Stored data:
PR #1323, opened 2016-07-26
add tile xy-offset to Tiled

nobody-special666:
This merge adds the ability to add an XY drawing offset to individual tiles in a tileset.
So if somebody wants to align/offset how tiles are drawn against cell boundary they can do so.

you can edit+undo the offset in the propertybrowser. changing values forces a map redraw.
It only does load+save to the xml format, since I didn't know if the change would be accepted in current form. It adds an "offsetx" and "offsety" attribute to the tile tag for the tileset. It also works for tsx file.

TODO BUG: when using the 1-cell stamp brush it leaves artifacts on screen
when moving the mouse over the grey-area outside the map (seen in isometric maps).
I could not understand the brush code in order to fix this.
hopefully somebody can correct this small error.


bjorn:
Nice! I will try to review and test this change before the Tiled 0.17 string freeze. It could take a while until I get around to it, because I'm on holiday upcoming weekend.

Btw, AppVeyor test failed because the new files also need to be added to `src/tiled/tiled.qbs` (you can open the top-level `tiled.qbs` project file in Qt Creator to do this).

bjorn:
Btw, I noticed you're not committing with a valid e-mail address. Is that on purpose? It's not even associating your commits with your GitHub account.

nobody-special666:
no it wasn't intentional, although i'd prefer not to have my email in the commits.
tiled.qbs is fixed now

src/libtiled/tile.h
```diff
@@ -116,6 +116,9 @@ class TILEDSHARED_EXPORT Tile : public Object
 
     QPoint offset() const;
 
+    QPoint tileOffsetXY() const;
+    void setTileOffsetXY(QPoint offset);
```
bjorn: Please rename `Tile::offset` to `Tile::totalOffset` and then rename these functions to `Tile::offset` and `Tile::setOffset`. Then, if you make `Tile::totalOffset` return the sum of the local tile offset and the tileset tile offset, you would no longer need to change `maprenderer.cpp` and I think it may resolve some issues with dealing with the offset for tile objects.

src/libtiled/tile.h
```diff
@@ -152,6 +155,7 @@ class TILEDSHARED_EXPORT Tile : public Object
     QVector<Frame> mFrames;
     int mCurrentFrameIndex;
     int mUnusedTime;
+    QPoint mTileOffsetXY;
```
bjorn: This would also just become `mOffset`.

src/tiled/mapdocument.h
```diff
@@ -492,6 +494,15 @@ inline void MapDocument::emitTileLayerDrawMarginsChanged(TileLayer *layer)
 }
 
 /**
+ * Emits the signal notifying about the xy-offset of a tile changing.
+ */
+inline void MapDocument::emitTileOffsetXYChanged(Tile *tile)
+{
+    emit tileOffsetXYChanged(tile);
+    emit mapChanged();
```
bjorn: Please leave this second signal out if you can. Instead, you should connect to `tileOffsetXYChanged` (to be renamed to `tileOffsetChanged` in relevant places.

src/tiled/propertybrowser.h
```diff
@@ -115,6 +115,7 @@ private slots:
         YProperty,
         WidthProperty,
         HeightProperty,
+        TileOffsetXYProperty,
```
bjorn: Before renaming this to `TileOffsetProperty`, please rename the existing `TileOffsetProperty` to `TilesetTileOffsetProperty`.

bjorn:
> TODO BUG: when using the 1-cell stamp brush it leaves artifacts on screen
> when moving the mouse over the grey-area outside the map (seen in isometric maps).
> I could not understand the brush code in order to fix this.
> hopefully somebody can correct this small error.

Well, this is actually somewhat tricky to fix. The artifacts are due to Tiled trying to keep its painting area as small as possible when drawing things in the map view. Normally it's quite easy to figure out what parts of the map need to be painted, but it gets tricky when things are shifted by arbitrary amounts.

So far, tilesets could have an offset and layers could have an offset. I think Tiled was dealing with both of them quite well. But to deal with the tileset tile offset for example, the map is keeping track of which tilesets it is using, and then calculating its "draw margins" in `Map::recomputeDrawMargins`. This code will somehow need to be adjusted to take into account offsets in individual tiles.

Since it's undoable to take into account each individual tile (which would destroy the whole point of reducing the repaint area due to computational overhead), I would propose we calculate the maximum "offset margins" for each Tileset, and then combine that in `Map::recomputeDrawMargins`. It's alright if you'd prefer to leave this part to me.

nobody-special666:
I applied all your renames.
I assumed you also wanted ChangeTileOffsetXY class renamed as well, so I did it.
 
Your recommendation that removed the changes to maprenderer.cpp also fixed the artifacts for the stamp brush. copy-pasting the tile regions also applies the tile offsets correctly.

I did leave the "emit MapChanged()" hack in emitTileOffsetChanged() because recomputeDrawMargins did not force a map redraw. Please replace it with the "proper" way.

src/tiled/changetileoffset.cpp
```diff
@@ -0,0 +1,72 @@
+/*
+ * changetileoffsetXY.cpp
```
bjorn: File name in comment still needs to be renamed.

src/libtiled/tile.cpp
```diff
@@ -41,6 +41,7 @@ Tile::Tile(int id, Tileset *tileset):
     mProbability(1.f),
     mObjectGroup(nullptr),
     mCurrentFrameIndex(0),
+    mOffset(0,0),
```
bjorn: Please leave these out since the default constructor will also create a 0,0 point.

src/libtiled/mapreader.cpp
```diff
@@ -401,6 +401,14 @@ void MapReaderPrivate::readTilesetTile(Tileset &tileset)
     if (!probability.isEmpty())
         tile->setProbability(probability.toFloat());
 
+    // Read tile xy-offset
+    QStringRef tileoffsetx = atts.value(QLatin1String("offsetx"));
+    QStringRef tileoffsety = atts.value(QLatin1String("offsety"));
+    if (!tileoffsetx.isEmpty())
+        tile->setOffset(QPoint(tileoffsetx.toInt(), tile->offset().y()));
+    if (!tileoffsety.isEmpty())
+        tile->setOffset(QPoint(tile->offset().x(), tileoffsety.toInt()));
```
bjorn: Since `toInt` will return 0 when the string is empty, please simplify this to:
```c++
    QPoint tileOffset(atts.value(QLatin1String("offsetx")).toInt(),
                      atts.value(QLatin1String("offsety")).toInt());
    tile->setOffset(tileOffset);
```

src/libtiled/mapwriter.cpp
```diff
@@ -341,6 +342,10 @@ void MapWriterPrivate::writeTileset(QXmlStreamWriter &w, const Tileset &tileset,
                 w.writeAttribute(QLatin1String("terrain"), makeTerrainAttribute(tile));
             if (probability != 1.f)
                 w.writeAttribute(QLatin1String("probability"), QString::number(probability));
+            if (tileoffsetxy.x() != 0 || tileoffsetxy.y() != 0) {
```
bjorn: This is `if (!tileoffset.isNull()) {`

src/tiled/mapdocument.h
```diff
@@ -346,6 +347,7 @@ class MapDocument : public QObject
 
     void tileImageSourceChanged(Tile *tile);
     void tileTerrainChanged(const QList<Tile*> &tiles);
+    void tileOffsetXYChanged(Tile *tile);
```
bjorn: This signal should still be renamed to remove the XY.

src/tiled/propertybrowser.h
```diff
@@ -134,7 +135,7 @@ private slots:
         FlippingProperty,
         DrawOrderProperty,
         FileNameProperty,
-        TileOffsetProperty,
+        TilesetTileOffsetProperty,
```
bjorn: On second thought you don't need this one, you can us `TileOffsetProperty` for both the tile and the tileset, since they are mutually exclusive in the properties view.

bjorn:
Thanks for all the updates! I've found a few more things to change.

Also, it's great that this resolved the artifacts for the stamp brush, though I'm sure there are still cases where we'll need to do additional margin computation like mentioned in my previous comment.

> I did leave the "emit MapChanged()" hack in mapdocument::emitTileOffsetChanged() because recomputeDrawMargins did not force a map redraw. Please replace it with the "proper" way.

Ok I can have a look at this after merging. Essentially, the relevant places affected by tile offset changes would need to connect to the new `tileOffsetChanged` signal (which apparently overlaps with the places connected to `mapChanged`, but I think it may not be all of them).

nobody-special666:
Changes committed. Please review.
AppVeyor is complaining, but I don't know why.

bjorn:
> AppVeyor is complaining, but I don't know why.

Something broke with the Visual Studio build with the latest AppVeyor software update. I have no idea why yet, but it isn't related to your changes at least.

src/tiled/mapdocument.h
bjorn: Please still do this rename.

src/libtiled/tile.h
```diff
@@ -252,6 +256,23 @@ inline unsigned Tile::terrain() const
 }
 
 /**
+ * Returns the offset that is applied when drawing the tiles in this
+ * tileset.
```
bjorn: This comment should be updated to "Returns the offset that is applied when drawing the tile."

nobody-special666:
updated. and i put a proper email for the copyright notice.
please accept.

bjorn:
You still haven't renamed `tileOffsetXYChanged`, can you do this please?

nobody-special666:
fixed.

bjorn:
Ok, I just looked at testing this, but unfortunately it currently makes the tileset tile offset completely non-functional. All the usages of `Tile::offset` in `maprenderer.cpp`, `isometricrenderer.cpp` and `orthogonalrenderer.cpp` should still be renamed to `Tile::totalOffset`.

In addition there are still the repaint issues remaining. I will aim to look into a solution for those soon.

bjorn:
This functionality was requested [on the forum](https://discourse.mapeditor.org/t/does-tiled-allow-different-sized-tiles/2115/4) a long time ago as well. So far has been buried beneath other work, but remains a relevant feature to add.

bjorn:
Unfortunately these changes are now conflicting with other changes done on `master`. In the meantime, @Chase-san has started a new PR for this change at #3488, so I'll close this one.

I'm sorry for letting this change sit there for so long. I can't believe it's been over 6 years. So much has happened in this time, but no time was found for per-tile offsets. :-(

Instructions to follow:
Only lines containing the word "seen" should appear in the answer, and every such line from the records above must be there.

Exercise response:
when moving the mouse over the grey-area outside the map (seen in isometric maps).
> when moving the mouse over the grey-area outside the map (seen in isometric maps).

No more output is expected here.